There are two approaches to accomplish this:
• During stratification, subgroups (strata) with similar values in their co-variables are devised. The comparison between control group and test group (estimation of effect size) occurs within the subgroups. The comparative results are summarized in adequate form based on subgroups (9). The matched-pairs technique constitutes a special type of stratification in which the subgroup consists of both a patient pair and similar values for co-variables, in which one patient receives the test treatment while the other receives the control treatment.
• In analysis of co-variance, the dependency of therapeutic success on co-variables is conceived via an adequate function (usually a linear function of the scaled and transformed respective co-variables). With this function, the observed therapeutic results are converted to a common reference value of the co-variables and these (cleansed) results are then compared between the treatment groups.
These problems are surmounted by use of a balancing score. This is a function of all co-variables that could possibly influence treatment allocation, so that at a given value of this function the distribution is independent of the co-variables. To achieve adjustment, stratification according to all possible combinations is no longer necessary: one only needs to stratify according to the values of the function, or clear therapeutic efficacy with the one function of balancing score.
A balancing score that lends itself for observational studies is the probability of the allocation of test treatment as a function of the co-variable (“allocation score” or “propensity score”) (12, 13). If the function entails all the co-variables that influence treatment allocation, stratification—or better co-variance analysis—according to propensity score offers an optimal adjustment. In this case, following adjustment using the allocation score the therapeutic comparison is as unbiased, and valid, as with random distribution.

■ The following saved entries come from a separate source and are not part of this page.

PR #2631, opened 2025-09-10
Add support for a global parameter override yaml file in carma-config

MishkaMN:
# PR Details
## Description
Adding a global parameter override yaml file to carma-config. This will help version control any map or scenario specific parameters using carma-config. The GlobalParamsOverride.yaml file stored in the carma-config will include the parameters that will override the parameters in each individual package's yaml file.

This also has a benefit of not needing to create docker volumes from carma-config to multiple packages. We can add the desired parameter in carma-config's GlobalParamsOverride.yaml file to directly override package-level parameters.

Design Document: https://usdot-carma.atlassian.net/wiki/spaces/CRMPLT/pages/3759669249/High+Level+Design+-+CARMA+Config+Update+Configuration+Management

## Related Issue
CDAS-74
Supports: https://github.com/usdot-fhwa-stol/carma-config/pull/475

## Motivation and Context
- Some tests and demos require special parameters in carma-platform docker image. Those values are not released so it takes time to re-discover those again. With the new way, carma-config truly houses all the configurations needed to make the demo work again (TODO: in the near future, we are planning to include necessary route and map files to fully complete the configurations as well, so map and routes version controlled as well and works out of the box).
- CDASim had multiple params.yaml file for each plugins. This approach gives them the unified way to change the parameters.

## How Has This Been Tested?
Locally on sim PC. All nested namespaces were tested.

## Types of changes

## Checklist:

### DIFF
--- a/carma/launch/carma_src.launch.py
+++ b/carma/launch/carma_src.launch.py
@@ -82,7 +82,7 @@ def generate_launch_description():
     declare_vehicle_config_dir_arg = DeclareLaunchArgument(
         name = 'vehicle_config_dir',
         default_value = "/opt/carma/vehicle/config",
-        description = "Path to file containing vehicle config directories"
+        description = "Path to vehicle configuration directory populated by carma-config"
     )
 
     vehicle_characteristics_param_file = LaunchConfiguration('vehicle_characteristics_param_file')
--- a/carma/launch/carma_src.launch.py
+++ b/carma/launch/carma_src.launch.py
@@ -105,7 +105,7 @@ def generate_launch_description():
     global_params_override_file = LaunchConfiguration('global_params_override_file')
     declare_global_params_override_file_arg = DeclareLaunchArgument(
         name = 'global_params_override_file',
-        default_value = [vehicle_config_dir, "/global_params_overwrite.yaml"],
+        default_value = [vehicle_config_dir, "/GlobalParamsOverride.yaml"],
         description = "Path to global file containing the parameters overwrite"
     )
 
--- a/carma/launch/carma_src.launch.py
+++ b/carma/launch/carma_src.launch.py
@@ -349,7 +349,8 @@ def generate_launch_description():
         executable='system_controller',
         parameters=[
                     system_controller_param_file,
-                    {"use_sim_time" : use_sim_time}],
+                    {"use_sim_time" : use_sim_time},
+                    global_params_override_file],
         on_exit = Shutdown(), # Mark the subsystem controller as required for segfaults
         arguments=['--ros-args', '--log-level', GetLogLevel('system_controller', env_log_levels)]
     )
--- a/carma/launch/carma_src.launch.py
+++ b/carma/launch/carma_src.launch.py
@@ -100,6 +100,15 @@ def generate_launch_description():
         description = "Path to file contain vehicle configuration parameters"
     )
 
+    # Declare the global_params_override_file launch argument
+    # Parameters in this file will override any parameters loaded in their respective packages
+    global_params_override_file = LaunchConfiguration('global_params_override_file')
+    declare_global_params_override_file_arg = DeclareLaunchArgument(
+        name = 'global_params_override_file',
+        default_value = [vehicle_config_dir, "/global_params_overwrite.yaml"],
+        description = "Path to global file containing the parameters overwrite"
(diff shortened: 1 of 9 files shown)


MishkaMN:
After this PR, I am planning on 
- creating another PR to modify each yaml files, so we can add a note that those parameters may get overriden by GlobalParamsOverride.yaml in the carma-config if launching from docker. And add PR description change to include checklist whether if the override yaml is included in the launch file of the node. 
- update rest of the driver repos and their launch files

carma/launch/drivers.launch.py
```diff
@@ -61,6 +61,22 @@ def generate_launch_description():
         description = "Path to file containing override parameters for the subsystem controller"
     )
 
+    vehicle_config_dir = LaunchConfiguration('vehicle_config_dir')
+    declare_vehicle_config_dir_arg = DeclareLaunchArgument(
+        name = 'vehicle_config_dir',
+        default_value = "/opt/carma/vehicle/config",
+        description = "Path to file containing vehicle config directories"
```
JonSmet: Nit for minor typo: Since this isn't a file, consider changing to "Path to vehicle configuration directory" or "Path to vehicle configuration directory populated by carma-config."

Same comment applies to the description in a few other locations of the PR.

carma/launch/carma_src.launch.py
```diff
@@ -245,6 +254,7 @@ def generate_launch_description():
                 PythonLaunchDescriptionSource([ThisLaunchFileDir(), '/environment.launch.py']),
                 launch_arguments = {
                     'subsystem_controller_param_file' : [vehicle_config_dir, '/SubsystemControllerParams.yaml'],
+                    'global_params_override_file' : global_params_override_file,
```
JonSmet, line 257: I'm trying to remember why we add this as a launch argument here if we still end up needing to declare the `global_params_override_file` launch argument in each of the downstream launch files (environment.launch.py, drivers.launch.py, etc.). Do you know if this is needed?

carma/launch/carma_src.launch.py
```diff
@@ -100,6 +100,15 @@ def generate_launch_description():
         description = "Path to file contain vehicle configuration parameters"
     )
 
+    # Declare the global_params_override_file launch argument
```
JonSmet, line 103: Just a comment for the PR description: Can we add a link to the Confluence document for background on the design? Additionally can we consider updating the PR name to "Add support for a global parameter override yaml file in carma-config" or similar?

MishkaMN: Added both

carma/launch/carma_src.launch.py
MishkaMN: Because from my understanding, each launch files are scoped only in themselves. 
DeclareLaunchArgument → "This parameter exists with these properties" (makes the launch file accept this parameter as an input). But this don't actually fill the variable with the value at runtime if we try to use it. ONLY relevant to the launch file it is in.
LaunchConfiguration → "Give me the actual runtime value of this parameter". This one actually makes it possible to use the value, either to pass it to another launch file or a node. ONLY relevant to the launch file it is in.

So we should typically need both.

carma/launch/drivers.launch.py
MishkaMN: Edited all

carma/launch/carma_src.launch.py
JonSmet: That makes sense and I do remember using them this way as well, thanks!

carma/launch/drivers.launch.py
```diff
@@ -61,6 +61,27 @@ def generate_launch_description():
         description = "Path to file containing override parameters for the subsystem controller"
     )
 
+    vehicle_config_dir = LaunchConfiguration('vehicle_config_dir')
+    declare_vehicle_config_dir_arg = DeclareLaunchArgument(
+        name = 'vehicle_config_dir',
+        default_value = "/opt/carma/vehicle/config",
+            vehicle_config_dir = LaunchConfiguration('vehicle_config_dir')
```
JonSmet: Looks like a small copy+paste error, an additional vehicle_config_dir and declare_vehicle_confi_dir_arg were added

JonSmet (approved):

PR #2634, opened 2025-10-10
update repos and fix bug

EricChen-Lei:
# PR Details
## Description

added pull of cdasim-config and fix bug in cloud-sim script
## Types of changes

## Checklist:

### DIFF
--- a/engineering_tools/xil-cloud-formation-v0.yaml
+++ b/engineering_tools/xil-cloud-formation-v0.yaml
@@ -459,8 +459,8 @@ Resources:
           sudo usermod -aG docker ubuntu
 
           # Install carma-config
-          # carma config install ${CarmaConfigImage}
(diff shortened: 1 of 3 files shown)


engineering_tools/xil-cloud-formation-v0.yaml
```diff
@@ -459,8 +459,8 @@ Resources:
           sudo usermod -aG docker ubuntu
 
           # Install carma-config
-          carma config install ${CarmaConfigImage}
-          carma config set ${CarmaConfigImage}
+          # carma config install ${CarmaConfigImage}
```
kjrush: Why are we removing this? Is this where the bug is? I thought the point of these lines was to automatically download the images while setting up the instance so the user doesn't need to do it themselves?

PR #2639, opened 2026-03-30
Improve Rviz Visualization

saina-ramyar:
# PR Details
## Description

1- Update tcm marker shapre based on geofence's type. Orange dots for workzone and blue vehicle as emergency vehicle.
The emergency vehicle mesh is included in carma_wm_ctrl/meshes and in carma_calibration_dir/visualization_meshes.
The parameter is over-written in environment.launch.py and the mesh from calibration_dir is used in rviz.

2- Some minor fixes to correctly extract labels.

workzone:
image

Emergency Vehicle (it is straightened and sits along the road)
image

## Motivation and Context

To make demo experience more understandable by having relevant graphics.

## How Has This Been Tested?
Tested with  Black Pacifica

## Types of changes

## Checklist:


carma/launch/environment.launch.py
```diff
@@ -314,6 +314,10 @@ def generate_launch_description():
                 ],
                 parameters=[carma_wm_ctrl_param_file,
                             vehicle_config_param_file,
+                            {'tim_icon_path': [
```
JonSmet, line 317: Why is this `tim_icon_path` needed here with the file in `vehicle_calibration_dir` if the .obj file is already included in carma_wm_ctrl/meshes?

carma_wm_ctrl/src/WMBroadcaster.cpp
```diff
@@ -1865,19 +1873,87 @@ carma_v2x_msgs::msg::TrafficControlRequestPolygon WMBroadcaster::composeTCRStatu
...
+    marker.color.g = 0.0F;
+    marker.color.b = 1.0F;
+    marker.color.a = 1.0F;
+
+    marker.scale.x = tim_icon_scale_;
+    marker.scale.y = tim_icon_scale_;
+    marker.scale.z = tim_icon_scale_;
+
+    size_t mid = input.size() / 2;
+    marker.pose.position.x = input[mid].x();
```
JonSmet, line 1921: [No code change needed] The actual cop car might be on the shoulder of the road, but this will place it in RVIZ on the nearby lanelet. I think this is fine, but it might be something to keep in mind when we present this in demos. Might be worth noting this in the PR description as well?

carma_wm_ctrl/src/WMBroadcaster.cpp
```diff
@@ -1865,19 +1873,87 @@ carma_v2x_msgs::msg::TrafficControlRequestPolygon WMBroadcaster::composeTCRStatu
...
+    marker.pose.position.y = input[mid].y();
+    marker.pose.position.z = 2.0;
+    marker.pose.orientation.x = 0.0;
+    marker.pose.orientation.y = 0.0;
+    marker.pose.orientation.z = -0.7071;
```
JonSmet, line 1929: Does this orientation only work for the current CP demo? Can we make it generic to point in the travel direction of the lane?

carma_wm_ctrl/src/WMBroadcaster.cpp
```diff
@@ -1865,19 +1873,87 @@ carma_v2x_msgs::msg::TrafficControlRequestPolygon WMBroadcaster::composeTCRStatu
...
+
+  if (label == "workzone")
+  {
+    marker.type = visualization_msgs::msg::Marker::SPHERE_LIST;
+
+    marker.scale.x = 2.0;
+    marker.scale.y = 2.0;
+    marker.scale.z = 2.0;
+
+    // Orange Color
```
JonSmet, line 1889: [No code change needed] I remember in the earlier discussions on this RVIZ update that we considered displaying traffic cones to make work zones geofences more obvious when visualized. I think this is good for demos with presenters but just curious if you think that would still be possible eventually or if there were issues with it?

plan_delegator/config/plan_delegator_params.yaml
```diff
@@ -37,4 +37,4 @@ duration_to_signal_before_lane_change: 2.5
 # Int: The maximum number of times plan_delegator attempts to generate a trajectory before giving up
 # When trajectory generations fails, it reuses the last successful trajectory until tries again
 # in the next iteration.
-max_traj_generation_reattempt: 10
+max_traj_generation_reattempt: 1000
```
JonSmet, line 42: Can we add a note or a TODO to describe why the large value is selected here and that it is due to an underlying issue?

carma_wm_ctrl/include/carma_wm_ctrl/WMBroadcaster.hpp
```diff
@@ -461,6 +470,8 @@ class WMBroadcaster
    * It should not be incremented for updates that do not require a full map publication.
    */
   size_t current_map_version_ = 0;
+  std::string tim_icon_path_ = "package://carma_wm_ctrl/meshes/cop.obj";
+  double tim_icon_scale_ = 0.1;
```
JonSmet: Very minor nit: Consider using the same value as in config/parameters.yaml

carma_wm_ctrl/include/carma_wm_ctrl/WMBroadcasterConfig.hpp
```diff
@@ -36,6 +36,10 @@ namespace carma_wm_ctrl
     double config_limit = 6.67; //config speed limit in m/s
     std::string vehicle_id = "CARMA";
     std::string participant = "vehicle:car";
+    // Path to the model file for tim visualization
+    std::string tim_icon_path = "package://carma_wm_ctrl/meshes/cop.obj";
+    // Scale factor to apply to the tim icon model
+    double tim_icon_scale = 0.002;
```
JonSmet: Very minor nit: Consider using the same value as in config/parameters.yaml

carma/launch/environment.launch.py
saina-ramyar: to be honest I just followed the same approach as 
https://github.com/usdot-fhwa-stol/carma-platform/tree/develop/object_visualizer
But now after testing I believe having the mesh in vehicle_calibration_dir helps with switching icon.

carma_wm_ctrl/src/WMBroadcaster.cpp
saina-ramyar: You are correct, but the visualization is based on the generated geofence not the raw message from vehicle that includes its location. 
plus, this symbol shows why there is a road closure. I agree, something to have in mind during demo

plan_delegator/config/plan_delegator_params.yaml
saina-ramyar: This is a known plan_delegator issue where trajectories take long to generate, so callback fails. Happens mostly with multiple trajectories, such as lane change or yield.
Added comment.

carma_wm_ctrl/src/WMBroadcaster.cpp
saina-ramyar: I tried adding cones, but the view was top-down, so it did not look like a cone at all. The larger orange dots seem like a better option.
image

carma_wm_ctrl/src/WMBroadcaster.cpp
saina-ramyar: Not sure how to make it more generic without heading information

carma/launch/environment.launch.py
JonSmet: As mentioned in the PR description, we're keeping the duplicate mesh file in carma_wm_ctrl as well for cases when a user might build and test the package invidually/locally (rather than with all of CARMA Platform)

carma_wm_ctrl/src/WMBroadcaster.cpp
JonSmet: If based on feedback there is still a request to try to get traffic cones included, we can also consider 2D icons (liked the pedestrian icon) that show a traffic cone straight on, rather than a 3D traffic cone.

carma_wm_ctrl/src/WMBroadcaster.cpp
JonSmet: Discussed offline but we'll add this to the backlog to resolve after the May demonstration. We might be able to find the closest lanelet centerline point to this location, and then orient the marker in the travel direction of the centerline?

carma_wm_ctrl/src/WMBroadcaster.cpp
saina-ramyar: Rviz supports limited formats of mesh files, and most of files available online are not free. So that is difficult to find.

JonSmet (approved):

Beyond that, the propensity score offers other valuable information on the conditions and variables that induce doctors in practice to apply a certain test treatment. Generally, the advantage of cohort studies vs. randomized studies is that they offer a pristine picture of practical application of the medicine, and can also point out risks that cannot be determined in controlled trials (5).
The practicality and effectiveness of a balancing score was demonstrated in several observational studies (2, 6, 11, 14, 15). In an extensive comparison of controlled clinical trials and observational studies it was shown that therapeutic effects estimated by applied observations did not differ in quality, nor were they consistently larger than the results achieved by randomized, controlled studies (1).